Please copy every line of the data in which the string "Basically" appears.
::::::::::
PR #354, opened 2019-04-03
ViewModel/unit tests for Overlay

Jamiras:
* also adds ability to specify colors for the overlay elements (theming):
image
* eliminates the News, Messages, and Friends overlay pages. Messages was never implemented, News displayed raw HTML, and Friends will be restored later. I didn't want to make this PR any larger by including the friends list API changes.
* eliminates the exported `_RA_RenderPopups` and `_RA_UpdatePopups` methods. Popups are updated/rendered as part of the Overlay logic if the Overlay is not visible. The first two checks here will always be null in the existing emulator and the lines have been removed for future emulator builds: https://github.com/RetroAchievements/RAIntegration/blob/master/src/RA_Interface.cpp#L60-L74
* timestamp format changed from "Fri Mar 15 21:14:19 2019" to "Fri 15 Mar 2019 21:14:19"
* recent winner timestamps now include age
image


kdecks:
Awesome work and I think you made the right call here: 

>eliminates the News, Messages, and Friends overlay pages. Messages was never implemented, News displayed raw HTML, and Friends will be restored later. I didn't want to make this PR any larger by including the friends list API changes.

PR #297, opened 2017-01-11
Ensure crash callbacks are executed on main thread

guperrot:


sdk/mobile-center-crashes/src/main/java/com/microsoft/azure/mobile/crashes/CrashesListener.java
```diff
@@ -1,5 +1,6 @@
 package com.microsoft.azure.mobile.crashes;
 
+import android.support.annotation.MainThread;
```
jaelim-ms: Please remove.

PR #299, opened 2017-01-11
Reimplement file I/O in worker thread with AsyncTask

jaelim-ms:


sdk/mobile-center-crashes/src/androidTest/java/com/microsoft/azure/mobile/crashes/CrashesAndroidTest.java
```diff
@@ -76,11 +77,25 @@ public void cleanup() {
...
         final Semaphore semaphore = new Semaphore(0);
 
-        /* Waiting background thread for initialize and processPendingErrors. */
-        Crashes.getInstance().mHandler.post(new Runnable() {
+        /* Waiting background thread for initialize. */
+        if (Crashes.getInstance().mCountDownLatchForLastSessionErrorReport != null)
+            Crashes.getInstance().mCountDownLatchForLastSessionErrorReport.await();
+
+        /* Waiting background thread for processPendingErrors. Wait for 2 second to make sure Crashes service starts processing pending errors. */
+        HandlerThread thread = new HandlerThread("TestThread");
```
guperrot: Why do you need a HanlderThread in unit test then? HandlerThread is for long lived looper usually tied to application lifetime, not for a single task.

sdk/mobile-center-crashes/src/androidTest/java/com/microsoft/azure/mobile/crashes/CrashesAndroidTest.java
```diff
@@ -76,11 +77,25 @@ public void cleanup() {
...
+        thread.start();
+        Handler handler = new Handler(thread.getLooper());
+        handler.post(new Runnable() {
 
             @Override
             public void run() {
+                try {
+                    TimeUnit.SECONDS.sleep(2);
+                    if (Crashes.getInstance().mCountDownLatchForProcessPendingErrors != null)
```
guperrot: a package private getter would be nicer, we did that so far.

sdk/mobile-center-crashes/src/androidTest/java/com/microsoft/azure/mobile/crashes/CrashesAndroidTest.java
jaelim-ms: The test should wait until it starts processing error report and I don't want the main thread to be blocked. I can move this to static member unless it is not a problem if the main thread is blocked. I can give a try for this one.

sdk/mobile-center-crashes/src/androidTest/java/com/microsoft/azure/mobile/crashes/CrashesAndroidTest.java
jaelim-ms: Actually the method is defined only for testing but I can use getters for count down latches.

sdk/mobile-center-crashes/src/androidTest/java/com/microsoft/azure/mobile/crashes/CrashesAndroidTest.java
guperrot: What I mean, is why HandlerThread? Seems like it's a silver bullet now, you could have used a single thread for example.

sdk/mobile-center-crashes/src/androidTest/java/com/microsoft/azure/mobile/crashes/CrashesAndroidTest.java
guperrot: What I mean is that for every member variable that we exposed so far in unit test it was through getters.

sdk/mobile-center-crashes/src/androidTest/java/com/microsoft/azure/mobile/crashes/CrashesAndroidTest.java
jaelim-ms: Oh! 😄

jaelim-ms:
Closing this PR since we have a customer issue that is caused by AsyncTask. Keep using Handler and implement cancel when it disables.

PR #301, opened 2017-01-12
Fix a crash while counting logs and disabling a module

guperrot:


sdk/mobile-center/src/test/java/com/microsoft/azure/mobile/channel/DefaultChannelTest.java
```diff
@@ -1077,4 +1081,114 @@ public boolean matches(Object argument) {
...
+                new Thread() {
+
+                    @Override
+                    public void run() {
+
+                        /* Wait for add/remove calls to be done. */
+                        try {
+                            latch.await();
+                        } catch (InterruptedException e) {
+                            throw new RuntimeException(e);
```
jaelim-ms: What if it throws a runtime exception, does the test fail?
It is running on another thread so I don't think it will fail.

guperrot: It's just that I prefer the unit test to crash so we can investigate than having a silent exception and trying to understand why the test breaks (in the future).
::::::::::
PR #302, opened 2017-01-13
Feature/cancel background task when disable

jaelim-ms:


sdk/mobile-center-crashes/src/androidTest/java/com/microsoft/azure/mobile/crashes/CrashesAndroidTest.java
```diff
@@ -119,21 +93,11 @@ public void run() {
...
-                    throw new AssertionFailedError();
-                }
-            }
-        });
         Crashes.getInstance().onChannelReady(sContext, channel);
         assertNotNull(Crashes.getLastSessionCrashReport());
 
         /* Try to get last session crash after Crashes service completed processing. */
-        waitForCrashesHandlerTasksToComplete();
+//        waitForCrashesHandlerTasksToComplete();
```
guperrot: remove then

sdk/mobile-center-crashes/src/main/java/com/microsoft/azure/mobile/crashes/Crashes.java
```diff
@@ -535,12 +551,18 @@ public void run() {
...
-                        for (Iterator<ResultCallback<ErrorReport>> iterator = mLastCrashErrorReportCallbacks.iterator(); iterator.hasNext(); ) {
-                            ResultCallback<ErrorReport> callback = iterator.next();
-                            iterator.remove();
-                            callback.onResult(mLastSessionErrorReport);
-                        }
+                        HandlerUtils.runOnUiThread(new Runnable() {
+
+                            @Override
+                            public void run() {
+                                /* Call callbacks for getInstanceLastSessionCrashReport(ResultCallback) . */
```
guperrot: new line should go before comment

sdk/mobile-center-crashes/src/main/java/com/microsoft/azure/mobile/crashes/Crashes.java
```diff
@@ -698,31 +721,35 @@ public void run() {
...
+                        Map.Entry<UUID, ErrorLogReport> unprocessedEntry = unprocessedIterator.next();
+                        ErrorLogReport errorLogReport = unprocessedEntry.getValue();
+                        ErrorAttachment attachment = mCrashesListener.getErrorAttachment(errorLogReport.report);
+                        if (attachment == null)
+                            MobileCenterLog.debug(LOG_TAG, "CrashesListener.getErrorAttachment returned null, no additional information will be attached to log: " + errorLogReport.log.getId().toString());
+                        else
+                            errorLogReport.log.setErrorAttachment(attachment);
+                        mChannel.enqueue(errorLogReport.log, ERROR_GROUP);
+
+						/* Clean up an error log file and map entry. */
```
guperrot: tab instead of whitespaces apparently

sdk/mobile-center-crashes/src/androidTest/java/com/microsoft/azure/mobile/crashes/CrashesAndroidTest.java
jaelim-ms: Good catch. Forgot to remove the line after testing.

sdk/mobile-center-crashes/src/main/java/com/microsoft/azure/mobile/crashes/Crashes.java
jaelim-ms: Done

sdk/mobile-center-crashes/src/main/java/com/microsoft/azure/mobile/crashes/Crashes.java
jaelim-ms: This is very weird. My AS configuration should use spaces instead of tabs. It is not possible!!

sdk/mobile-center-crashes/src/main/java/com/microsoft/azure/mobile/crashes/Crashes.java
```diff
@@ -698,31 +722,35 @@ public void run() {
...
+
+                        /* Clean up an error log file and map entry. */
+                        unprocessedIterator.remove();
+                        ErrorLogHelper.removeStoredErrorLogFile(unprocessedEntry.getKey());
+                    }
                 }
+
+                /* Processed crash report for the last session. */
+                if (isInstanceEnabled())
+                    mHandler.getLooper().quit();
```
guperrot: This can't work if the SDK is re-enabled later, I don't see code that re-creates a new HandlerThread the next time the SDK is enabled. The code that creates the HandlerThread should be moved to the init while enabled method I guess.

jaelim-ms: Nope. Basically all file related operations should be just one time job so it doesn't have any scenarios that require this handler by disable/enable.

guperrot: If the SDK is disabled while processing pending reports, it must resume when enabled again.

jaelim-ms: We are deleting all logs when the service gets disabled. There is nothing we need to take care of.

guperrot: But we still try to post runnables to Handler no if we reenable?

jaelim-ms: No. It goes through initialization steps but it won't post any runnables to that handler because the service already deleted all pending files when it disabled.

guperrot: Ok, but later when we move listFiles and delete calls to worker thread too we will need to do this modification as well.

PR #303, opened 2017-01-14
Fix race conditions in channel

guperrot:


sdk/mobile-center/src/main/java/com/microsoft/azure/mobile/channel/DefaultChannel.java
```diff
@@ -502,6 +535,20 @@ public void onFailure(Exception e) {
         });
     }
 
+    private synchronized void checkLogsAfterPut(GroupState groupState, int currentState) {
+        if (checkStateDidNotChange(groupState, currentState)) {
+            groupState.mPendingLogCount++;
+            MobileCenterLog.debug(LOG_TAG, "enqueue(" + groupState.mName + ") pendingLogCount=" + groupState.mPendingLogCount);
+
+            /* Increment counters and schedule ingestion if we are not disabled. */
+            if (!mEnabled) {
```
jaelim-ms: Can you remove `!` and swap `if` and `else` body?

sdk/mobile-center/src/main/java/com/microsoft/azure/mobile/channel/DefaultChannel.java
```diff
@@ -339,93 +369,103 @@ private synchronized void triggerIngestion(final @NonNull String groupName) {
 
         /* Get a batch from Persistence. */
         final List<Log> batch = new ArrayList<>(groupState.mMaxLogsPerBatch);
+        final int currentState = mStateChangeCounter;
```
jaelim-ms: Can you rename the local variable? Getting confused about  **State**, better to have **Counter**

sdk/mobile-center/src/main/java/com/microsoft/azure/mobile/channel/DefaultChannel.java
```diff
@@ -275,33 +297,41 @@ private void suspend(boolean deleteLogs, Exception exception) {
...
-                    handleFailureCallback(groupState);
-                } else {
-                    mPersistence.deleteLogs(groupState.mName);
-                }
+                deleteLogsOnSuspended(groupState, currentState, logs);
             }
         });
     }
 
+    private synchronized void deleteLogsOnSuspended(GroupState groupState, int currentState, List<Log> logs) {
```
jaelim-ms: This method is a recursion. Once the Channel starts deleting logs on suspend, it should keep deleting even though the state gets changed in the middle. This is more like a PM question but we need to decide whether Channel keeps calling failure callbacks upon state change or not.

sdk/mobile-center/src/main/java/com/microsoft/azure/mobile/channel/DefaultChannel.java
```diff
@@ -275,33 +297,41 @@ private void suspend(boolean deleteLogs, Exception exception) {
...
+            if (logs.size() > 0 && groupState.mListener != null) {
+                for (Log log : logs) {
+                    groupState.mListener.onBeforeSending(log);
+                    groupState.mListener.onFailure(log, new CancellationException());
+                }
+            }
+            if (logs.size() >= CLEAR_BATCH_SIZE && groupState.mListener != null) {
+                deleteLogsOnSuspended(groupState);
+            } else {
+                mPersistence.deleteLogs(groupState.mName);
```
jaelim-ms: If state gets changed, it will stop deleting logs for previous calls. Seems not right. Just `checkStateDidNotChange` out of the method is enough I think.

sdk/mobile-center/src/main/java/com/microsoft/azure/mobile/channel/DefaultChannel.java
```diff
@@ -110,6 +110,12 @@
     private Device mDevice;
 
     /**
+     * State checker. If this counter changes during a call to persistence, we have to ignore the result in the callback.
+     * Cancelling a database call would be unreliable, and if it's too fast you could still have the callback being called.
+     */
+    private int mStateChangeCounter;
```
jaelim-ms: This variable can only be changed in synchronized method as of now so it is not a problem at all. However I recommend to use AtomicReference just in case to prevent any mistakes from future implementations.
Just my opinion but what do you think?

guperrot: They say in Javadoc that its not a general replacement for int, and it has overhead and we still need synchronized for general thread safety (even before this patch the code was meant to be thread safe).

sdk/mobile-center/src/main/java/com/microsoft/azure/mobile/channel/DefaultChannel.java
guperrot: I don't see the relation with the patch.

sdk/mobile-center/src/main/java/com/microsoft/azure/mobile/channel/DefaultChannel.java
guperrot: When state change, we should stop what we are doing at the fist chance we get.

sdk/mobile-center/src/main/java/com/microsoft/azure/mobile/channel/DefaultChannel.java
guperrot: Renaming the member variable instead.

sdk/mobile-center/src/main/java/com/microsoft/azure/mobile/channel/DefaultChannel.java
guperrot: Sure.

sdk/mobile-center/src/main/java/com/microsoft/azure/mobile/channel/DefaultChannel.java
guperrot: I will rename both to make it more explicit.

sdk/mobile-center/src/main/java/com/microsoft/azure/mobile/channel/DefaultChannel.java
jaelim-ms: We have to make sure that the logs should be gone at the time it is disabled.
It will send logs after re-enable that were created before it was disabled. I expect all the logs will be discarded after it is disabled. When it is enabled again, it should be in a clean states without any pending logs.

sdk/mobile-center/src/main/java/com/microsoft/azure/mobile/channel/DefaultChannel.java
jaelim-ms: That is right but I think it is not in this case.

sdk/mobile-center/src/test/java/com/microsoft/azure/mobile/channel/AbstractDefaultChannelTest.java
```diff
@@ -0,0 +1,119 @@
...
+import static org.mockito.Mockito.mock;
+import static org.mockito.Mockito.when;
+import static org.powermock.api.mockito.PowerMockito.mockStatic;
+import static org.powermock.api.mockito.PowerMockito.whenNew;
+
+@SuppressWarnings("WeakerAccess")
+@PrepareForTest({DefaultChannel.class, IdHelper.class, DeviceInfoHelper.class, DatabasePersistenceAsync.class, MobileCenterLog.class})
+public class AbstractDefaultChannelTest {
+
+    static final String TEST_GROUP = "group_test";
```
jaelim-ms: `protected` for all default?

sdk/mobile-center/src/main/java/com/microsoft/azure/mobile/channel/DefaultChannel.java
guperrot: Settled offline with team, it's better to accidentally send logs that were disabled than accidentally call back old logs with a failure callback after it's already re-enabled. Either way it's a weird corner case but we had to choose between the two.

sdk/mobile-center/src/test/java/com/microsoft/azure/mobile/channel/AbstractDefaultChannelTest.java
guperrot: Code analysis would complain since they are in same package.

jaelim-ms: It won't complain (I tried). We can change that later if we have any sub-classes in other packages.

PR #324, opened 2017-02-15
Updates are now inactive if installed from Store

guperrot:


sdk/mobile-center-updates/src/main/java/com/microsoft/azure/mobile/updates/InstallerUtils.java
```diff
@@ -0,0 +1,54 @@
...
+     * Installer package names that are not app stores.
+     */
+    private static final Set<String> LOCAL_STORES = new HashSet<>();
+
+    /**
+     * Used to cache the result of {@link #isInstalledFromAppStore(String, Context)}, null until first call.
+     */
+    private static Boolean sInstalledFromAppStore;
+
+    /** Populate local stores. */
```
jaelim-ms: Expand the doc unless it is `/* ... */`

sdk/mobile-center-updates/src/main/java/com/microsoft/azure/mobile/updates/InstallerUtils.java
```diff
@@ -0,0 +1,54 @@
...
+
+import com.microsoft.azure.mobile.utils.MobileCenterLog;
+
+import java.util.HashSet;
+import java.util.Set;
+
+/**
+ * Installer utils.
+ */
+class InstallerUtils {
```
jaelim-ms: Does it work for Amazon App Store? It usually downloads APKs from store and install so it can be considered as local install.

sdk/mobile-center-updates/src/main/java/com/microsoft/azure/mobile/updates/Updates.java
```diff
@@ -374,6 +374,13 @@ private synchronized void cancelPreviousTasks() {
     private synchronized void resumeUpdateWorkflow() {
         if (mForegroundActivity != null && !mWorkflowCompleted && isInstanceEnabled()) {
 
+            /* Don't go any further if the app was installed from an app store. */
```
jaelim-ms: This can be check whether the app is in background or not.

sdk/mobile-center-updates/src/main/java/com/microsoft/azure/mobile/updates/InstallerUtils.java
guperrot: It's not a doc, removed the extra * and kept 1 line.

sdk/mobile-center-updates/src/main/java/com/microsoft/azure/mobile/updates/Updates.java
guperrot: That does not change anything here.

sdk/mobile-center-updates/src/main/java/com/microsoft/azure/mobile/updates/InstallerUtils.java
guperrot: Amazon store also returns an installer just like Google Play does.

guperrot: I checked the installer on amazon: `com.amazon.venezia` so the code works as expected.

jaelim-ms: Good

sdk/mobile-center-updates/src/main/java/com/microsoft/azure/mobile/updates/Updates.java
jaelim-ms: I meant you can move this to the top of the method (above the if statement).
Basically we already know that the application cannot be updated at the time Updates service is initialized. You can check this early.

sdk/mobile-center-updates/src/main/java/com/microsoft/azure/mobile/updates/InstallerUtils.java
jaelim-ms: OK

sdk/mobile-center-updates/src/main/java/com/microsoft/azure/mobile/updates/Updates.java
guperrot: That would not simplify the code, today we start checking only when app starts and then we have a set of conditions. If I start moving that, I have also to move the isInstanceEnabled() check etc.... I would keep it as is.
::::::::::
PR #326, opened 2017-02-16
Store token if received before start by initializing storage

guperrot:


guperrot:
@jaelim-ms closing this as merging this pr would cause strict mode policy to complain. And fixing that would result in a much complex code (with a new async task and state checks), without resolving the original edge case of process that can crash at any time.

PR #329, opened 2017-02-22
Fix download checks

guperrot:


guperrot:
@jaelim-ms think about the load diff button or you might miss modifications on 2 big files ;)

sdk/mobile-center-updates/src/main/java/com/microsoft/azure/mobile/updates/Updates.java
::::::::::
- [Solution to this problem]:
jaelim-ms: Nope. Basically all file related operations should be just one time job so it doesn't have any scenarios that require this handler by disable/enable.
Basically we already know that the application cannot be updated at the time Updates service is initialized. You can check this early.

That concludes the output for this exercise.